– Васька? А кто это? – спросила я.
– Сосед мой по парте, – сказала Лада, – он смешной и не может сидеть спокойно.
– Лада, но по тебе ведь не скажешь… Почему ты… ну, с ними, в классе для умственно-отсталых, а не со всеми нормальными?
– Потому, что у меня совсем нет памяти. Она выпадает кусками. Я не могу до конца запомнить, как ставятся буквы, и очень плохо читаю. И пишу. И считаю плохо. Мне надо всё время тренироваться. И ещё я забываю из жизни, по мелочам. Поэтому если вдруг буду спрашивать у тебя что-нибудь, а ты это уже много раз говорила, повторяй, ладно? Папа считает, у меня есть прогресс. Ко мне ходит домой Илья Маркович заниматься. Он старенький, но у него большой опыт, мне с ним интересно, и я потом долгое время не забываю. А про счастье… Ты счастливая. Ты выйдешь когда-нибудь замуж и родишь детей. А вот мне нельзя. Даже если найдётся жених, дети запрещены. Потому, что они тоже будут такими, ну, с отклонениями. Я мечтаю о муже и детях. Больше всего на свете! – Лада закинула голову и посмотрела вверх, в синее небо, сквозившее в виноградных листьях. – Мама сказала, что всё может быть. Когда я закончу семилетку, меня увезут в Алма-Ату, там никто про меня не знает, и там есть специальное училище, где я смогу выучиться на швею. Если не получится, тогда санитаркой в больницу. Там работает бабушка.
Вот оно как. Лада всё понимает. Про себя, и про жизнь, и про будущее. И она продолжает мечтать и улыбаться. Хотя ей определённо хуже, чем мне.
Вечером после ужина, когда я мыла посуду, а мама, надев очки, взялась перебирать гречку, высыпая её из пакета порциями на стол, я спросила, как же так получилось, что у Лисовского ненормальная дочь?
– А Лисовский ещё раньше работал на руднике, в Шаботаре. – с видимой охотой принялась рассказывать мама. – Он там два года торчал после распределения, а потом его сразу сюда, в начальники.
– Рудники? – я слышала что-то и раньше, но только сейчас заинтересовалась настолько, чтобы спросить. – Там, где уран добывают?
– Да, – сказала мама, – там, где уран.
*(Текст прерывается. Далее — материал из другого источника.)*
PR #331, opened 2018-07-18
Transition sfv2

muralisc:
Handle exiting backups when transitioning to sfv2.
- existing backup metadata is not available in apiserver
- check object store if the metadata is not available in apiserver
- For operations last backup and delete backup

### DIFF
--- a/api-controllers/ServiceFabrikApiController.js
+++ b/api-controllers/ServiceFabrikApiController.js
@@ -428,6 +428,8 @@ class ServiceFabrikApiController extends FabrikBaseController {
         })
       )
       .catch(NotFound, (err) => {
+        // This code block is specifically for the transition of Service Fabrik to v2
+        // Here we reffer to BackupService to get the lastBackup status
         logger.info('Backup metadata not found in apiserver, checking blobstore. Error message:', err.message);
         const tenantId = _.get(req, 'body.space_guid') ||
           _.get(req, 'query.space_guid') ||
@@ -671,15 +673,9 @@ class ServiceFabrikApiController extends FabrikBaseController {
         value: options
       })
       .catch(NotFound, (err) => {
+        // if not found in apiserver delete from blobstore
         logger.info('Backup metadata not found in apiserver, checking blobstore. Error message:', err.message);
-        const tenantId = _.get(req, 'body.space_guid') ||
-          _.get(req, 'query.space_guid') ||
-          _.get(req, 'query.tenant_id') ||
-          _.get(req, 'body.context.space_guid') ||
-          _.get(req, 'body.context.namespace');
-        return this.getPlanIdFromInstanceId(req.params.instance_id)
-          .then(plan_id => BackupService.createService(catalog.getPlan(plan_id)))
-          .then(backupService => backupService.deleteBackup(tenantId, req.params.instance_id));
+        return this.backupStore.deleteBackupFile(options);
       })
       .then(() =>
         eventmesh.apiServerClient.updateOperationState({
--- a/api-controllers/ServiceFabrikApiController.js
+++ b/api-controllers/ServiceFabrikApiController.js
@@ -15,16 +15,13 @@ const FabrikBaseController = require('./FabrikBaseController');
 const Unauthorized = errors.Unauthorized;
 const NotFound = errors.NotFound;
 const Gone = errors.Gone;
-const Timeout = errors.Timeout;
 const cf = require('../data-access-layer/cf');
 const Forbidden = errors.Forbidden;
 const BadRequest = errors.BadRequest;
-const Conflict = errors.Conflict;
 const UnprocessableEntity = errors.UnprocessableEntity;
 const ServiceInstanceNotFound = errors.ServiceInstanceNotFound;
 const JsonWebTokenError = jwt.JsonWebTokenError;
 const ContinueWithNext = errors.ContinueWithNext;
-const InternalServerError = errors.InternalServerError;
 const DeploymentAlreadyLocked = errors.DeploymentAlreadyLocked;
 const ScheduleManager = require('../jobs');
 const config = require('../common/config');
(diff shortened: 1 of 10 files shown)


api-controllers/ServiceFabrikApiController.js
```diff
@@ -433,33 +369,39 @@ class ServiceFabrikApiController extends FabrikBaseController {
...
+        resourceId: req.params.instance_id,
         operationName: CONST.OPERATION_TYPE.BACKUP,
         operationType: CONST.APISERVER.RESOURCE_TYPES.DEFAULT_BACKUP,
-        operationId: backupGuid,
-      }).then(state => {
-        // abort only if the state is in progress
-        if (state === CONST.APISERVER.RESOURCE_STATE.IN_PROGRESS) {
-          return eventmesh.apiServerClient.updateOperationState({
+      })
+      .then(backupGuid => {
```
jagadish-kb: The method invoked method is `getLastOperation` and its response is expected to be a `backupguid`? rather it would be better if it returned an `operation` object something like the below, which is generic:
```
{
   operation: backup
   operation_params: {
        backup_guid: xxxx
   }
}
```
In the above you can skip `operation_parms` and directly put those op specific params one level up.  
Or if the intention is to always return backup_guid then name the method accordingly.

api-controllers/ServiceFabrikApiController.js
```diff
@@ -433,33 +369,39 @@ class ServiceFabrikApiController extends FabrikBaseController {
...
-          logger.info(`Skipping abort as state is : ${state}`);
-        }
-      }).then(() => ServiceFabrikApiController.getResourceOperationStatus({
-        operationId: backupGuid,
-        start_state: CONST.OPERATION.ABORT,
-        started_at: backupStartedAt
-      }));
-    }).then(status => res.status(status.state === 'aborting' ? CONST.HTTP_STATUS_CODE.ACCEPTED : CONST.HTTP_STATUS_CODE.OK).send({}));
+          })
+          .then(state => {
```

Добывают и везут сюда к нам, на переработку, на Комбинат. Мы изготавливаем сырьё для ракет. Поэтому город закрыт. И болтать об этом не надо.
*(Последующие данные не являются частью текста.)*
PR #340, opened 2018-07-22
Fix ongoing backup

muralisc:
- Create backup and deployment resources for backups running in background when service-fabrik transitions from v1 to v2
- Avoid call to backupstore while updating apiserver.

### DIFF
--- a/jobs/BnRStatusPollerJob.js
+++ b/jobs/BnRStatusPollerJob.js
@@ -64,7 +64,42 @@ class BnRStatusPollerJob extends BaseJob {
     const backup_guid = instanceInfo.backup_guid;
     const deployment = instanceInfo.deployment;
     const plan = catalog.getPlan(instanceInfo.plan_id);
-    return Promise.try(() => {
+    return Promise
+      .try(() => {
+        logger.info(`Check if the backup resouce ${backup_guid} and deployment resource ${instance_guid} already exists`);
+        // For transition of sf to sfv2 we need to create bakcup and deployment resource
+        // if they are not present
+        // Can be removed once SFv2 transition is over
+        return eventmesh.apiServerClient.getResource(
+            CONST.APISERVER.RESOURCE_GROUPS.BACKUP,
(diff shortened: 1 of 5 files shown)


jobs/BnRStatusPollerJob.js
```diff
@@ -64,7 +64,42 @@ class BnRStatusPollerJob extends BaseJob {
...
+            });
+          })
+          .then(() => eventmesh.apiServerClient.getResource(
+            CONST.APISERVER.RESOURCE_GROUPS.DEPLOYMENT,
+            CONST.APISERVER.RESOURCE_TYPES.DIRECTOR,
+            instance_guid))
+          .catch(() => {
+            logger.info(`Creating missing operation resource for instance ${instance_guid}`);
+            return eventmesh.apiServerClient.createDeployment(instance_guid, {});
+          })
```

– Почему? – спросила я. – Если все и так знают?
– Потому, что есть вещи, о которых помалкивают, вслух не говорят. Потому, что дурней болтливых лишают здесь перспектив, а то и выслать могут, а то и чего похуже.
– Но уран – это же радиация? И она здесь вокруг. И поэтому столько смертей. И поэтому рождаются такие, как Лада?
Я впервые проговаривала вслух запретную тему.
– Наташка Лисовская – дура. Ей все говорили – не ходи за него. После рудника тут бывали многие, только или сразу болеть начинали, лысели да чахли, или спустя какое-то время резко вдруг – раз, и в ящик. Лисовский один из немногих, что выжили. Он, конечно, красивый такой был по молодости. Высокий, весёлый, всегда улыбался. Ну, хлебнули они потом, с дочуркой-то. Такой крест себе на шею повесили. Нинка Иванова отказалась в роддоме, и Зульфирка, и правильно сделали! Идиотов плодить ни к чему.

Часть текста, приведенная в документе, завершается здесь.